Find the number of lines below in which the word "PodSecurityPolicy" appears, and write that number only.

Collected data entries
════
Issue #6685, opened 2022-01-12
[BUG] ReplicaSet Error when deploying dashboard from helmchart


janlauber:
##### Environment
Production Kubernetes Cluster staged with RKE2

```
Installation method:
Kubernetes version: 1.22.5
Dashboard version (v1.x is not supported. Use v2.0 or later.): 2.4.0
Operating system: Ubuntu 20.04.3 (each K8S node)
```

##### Steps to reproduce
Just deploy the current helm chart version (5.0.5 on Artifacthub) or the 5.1.0 Version in the source code. The result will be the same. There will be no pods created via the deployment. (vanilla, no values provided)

##### Observed result
Pod cannot be deployed. When describing the replicaset you can see the following error message:
```
message: 'pods "kubernetes-dashboard-local-699c8b95fc-" is forbidden: PodSecurityPolicy:
      unable to admit pod: [pod.metadata.annotations[seccomp.security.alpha.kubernetes.io/pod]:
      Forbidden: seccomp may not be set pod.metadata.annotations[container.seccomp.security.alpha.kubernetes.io/kubernetes-dashboard]:
      Forbidden: seccomp may not be set]'
```
##### Expected result
Deployment should complete and there should be one running pod.

##### Comments
I tried to fix this locally and it works for me now. I will create and link a PR which you can check out.

floreks:
Not an issue on our side. Explained in https://github.com/kubernetes/dashboard/pull/6686#issuecomment-1011089997

/close

PR #6686, opened 2022-01-12
Fix seccomp error on helmchart deployment

janlauber:
This PR faces the following issue:
- #6685 

It removes the securityContext templating implementation in the `deployment.yaml` at a place where it shouldn't belong.
Please checkout the issue and let me know if this PR works for you. I tested it locally and it works now and the replicaset can be created.

Signed-off-by: Jan Lauber <jan.lauber@protonmail.ch>

### DIFF
--- a/aio/deploy/helm-chart/kubernetes-dashboard/templates/deployment.yaml
+++ b/aio/deploy/helm-chart/kubernetes-dashboard/templates/deployment.yaml
@@ -56,10 +56,6 @@ spec:
         {{- include "common.tplvalues.render" (dict "value" .Values.podLabels "context" $) | nindent 8 }}
         {{- end }}
     spec:
-{{- with .Values.securityContext }}
-      securityContext:
-{{ toYaml . | nindent 8 }}
-{{- end }}
       serviceAccountName: {{ template "kubernetes-dashboard.serviceAccountName" . }}
       containers:
       - name: {{ .Chart.Name }}


floreks:
This is not a correct way to fix this. `securityContext` can be set on the deployment level without any issues. If you do not need the `securityContext` to be set then modify the default values. 

Most probably this is an issue with your Kubernetes cluster. You are using rancher and K8S v1.22 (which is not yet officialy supported by the Dashboard FYI). I think that seccomp is simply enabled inside your cluster and that's why you are unable to deploy the application with custom `securityContext` settings. You should either override it during deployment or update your seccomp configuration.

/close

janlauber:
Hey @floreks 
Thanks for your answer.

So there could be a helm value to disable the securityContexts in the deployment manifest?
Can I try to implement this?

floreks:
Helm already provides a way to provide a custom `values` file or simply override a single value with the `--set` flag, right? Can't you just use that?

janlauber:
@floreks 
I tried to do that, with the following values.yaml configuration but **didn't** work:
```yaml
securityContext: {}
```
or
```yaml
securityContext:
  seccompProfile:
    type: null
```

Now I've implemented a `enabled: true` value in the values.yaml file with an `if` statement of the block I've deleted in this closed PR. This works now for me pretty well and the default of securityContext is set to true, so there should nothing change for every other one using this helm chart. Just people with securityContext disabled in the cluster can now deploy it. 
**Would like to make a new PR to show this to you.** 
If this change is **not welcome**, please provide me an **example** to disable the securityContext with the Helm functionality you mentioned.

thanks and greez

floreks:
Simply, remove the `securityContext` at all from your custom `values.yaml` file and it won't appear in the result deployment file.

janlauber:
@floreks 
So I tried that but this doesn't work either. 
When I get the deployment ressource with `kubectl get deployments.apps kubernetes-dashboard-local -o yaml` this is the output:
```yaml
apiVersion: apps/v1
kind: Deployment
metadata:
  annotations:
    deployment.kubernetes.io/revision: "1"
    meta.helm.sh/release-name: kubernetes-dashboard-local
    meta.helm.sh/release-namespace: default
  creationTimestamp: "2022-01-12T16:09:34Z"
  generation: 1
  labels:
    app.kubernetes.io/component: kubernetes-dashboard
    app.kubernetes.io/instance: kubernetes-dashboard-local
    app.kubernetes.io/managed-by: Helm
    app.kubernetes.io/name: kubernetes-dashboard
    app.kubernetes.io/version: 2.4.0
    helm.sh/chart: kubernetes-dashboard-5.1.0
  name: kubernetes-dashboard-local
  namespace: default
  resourceVersion: "1332552"
  uid: df7773bc-98a2-49ed-89ce-4dc2de9e4350
spec:
  progressDeadlineSeconds: 600
  replicas: 1
  revisionHistoryLimit: 10
  selector:
    matchLabels:
      app.kubernetes.io/component: kubernetes-dashboard
      app.kubernetes.io/instance: kubernetes-dashboard-local
      app.kubernetes.io/name: kubernetes-dashboard
  strategy:
    rollingUpdate:
      maxSurge: 0
      maxUnavailable: 1
    type: RollingUpdate
  template:
    metadata:
      creationTimestamp: null
      labels:
        app.kubernetes.io/component: kubernetes-dashboard
        app.kubernetes.io/instance: kubernetes-dashboard-local
        app.kubernetes.io/managed-by: Helm
        app.kubernetes.io/name: kubernetes-dashboard
        app.kubernetes.io/version: 2.4.0
        helm.sh/chart: kubernetes-dashboard-5.1.0
    spec:
      containers:
      - args:
        - --namespace=default
        - --auto-generate-certificates
        - --metrics-provider=none
        image: kubernetesui/dashboard:v2.4.0
        imagePullPolicy: IfNotPresent
        livenessProbe:
          failureThreshold: 3
          httpGet:
            path: /
            port: 8443
            scheme: HTTPS
          initialDelaySeconds: 30
          periodSeconds: 10
          successThreshold: 1
          timeoutSeconds: 30
        name: kubernetes-dashboard
        ports:
        - containerPort: 8443
          name: https
          protocol: TCP
        resources:
          limits:
            cpu: "2"
            memory: 200Mi
          requests:
            cpu: 100m
            memory: 200Mi
        securityContext:
          allowPrivilegeEscalation: false
          readOnlyRootFilesystem: true
          runAsGroup: 2001
          runAsUser: 1001
        terminationMessagePath: /dev/termination-log
        terminationMessagePolicy: File
        volumeMounts:
        - mountPath: /certs
          name: kubernetes-dashboard-certs
        - mountPath: /tmp
          name: tmp-volume
      dnsPolicy: ClusterFirst
      restartPolicy: Always
      schedulerName: default-scheduler
      securityContext: # here is the line who shouldn't get included, when not adding the securityContext value to the custom values.yaml
        seccompProfile:
          type: RuntimeDefault
      serviceAccount: kubernetes-dashboard-local
      serviceAccountName: kubernetes-dashboard-local
      terminationGracePeriodSeconds: 30
      volumes:
      - name: kubernetes-dashboard-certs
        secret:
          defaultMode: 420
          secretName: kubernetes-dashboard-local-certs
      - emptyDir: {}
        name: tmp-volume
status:
  conditions:
  - lastTransitionTime: "2022-01-12T16:09:34Z"
    lastUpdateTime: "2022-01-12T16:09:34Z"
    message: Created new replica set "kubernetes-dashboard-local-699c8b95fc"
    reason: NewReplicaSetCreated
    status: "True"
    type: Progressing
  - lastTransitionTime: "2022-01-12T16:09:34Z"
    lastUpdateTime: "2022-01-12T16:09:34Z"
    message: Deployment has minimum availability.
    reason: MinimumReplicasAvailable
    status: "True"
    type: Available
  - lastTransitionTime: "2022-01-12T16:09:34Z"
    lastUpdateTime: "2022-01-12T16:09:34Z"
    message: 'pods "kubernetes-dashboard-local-699c8b95fc-" is forbidden: PodSecurityPolicy:
      unable to admit pod: [pod.metadata.annotations[seccomp.security.alpha.kubernetes.io/pod]:
      Forbidden: seccomp may not be set pod.metadata.annotations[container.seccomp.security.alpha.kubernetes.io/kubernetes-dashboard]:
      Forbidden: seccomp may not be set]'
    reason: FailedCreate
    status: "True"
    type: ReplicaFailure
  observedGeneration: 1
  unavailableReplicas: 1
```

greez

floreks:
Looks like it might be automatically set by the seccomp profile enabled inside your cluster. I don't remember all settings we are using but I am 90% sure now that it does not come from our config.

janlauber:
So I deep dive analysed the rendering of the securityContext values and found a way to get it working when setting the following in the custom values.yaml file:
```yaml
securityContext: null
```
So it is indeed your config of rendering this variables. 
It has to be an `if` and not a `with` at the following line: https://github.com/kubernetes/dashboard/blob/1148f7ba9f9eadd719e53fa3bc8bde5b7cfdb395/aio/deploy/helm-chart/kubernetes-dashboard/templates/deployment.yaml#L59

also the following line must contain the whole values path of rendering:
https://github.com/kubernetes/dashboard/blob/1148f7ba9f9eadd719e53fa3bc8bde5b7cfdb395/aio/deploy/helm-chart/kubernetes-dashboard/templates/deployment.yaml#L61

The changes are faced in a new PR.
- #6687

greez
════
--- Task result ---
2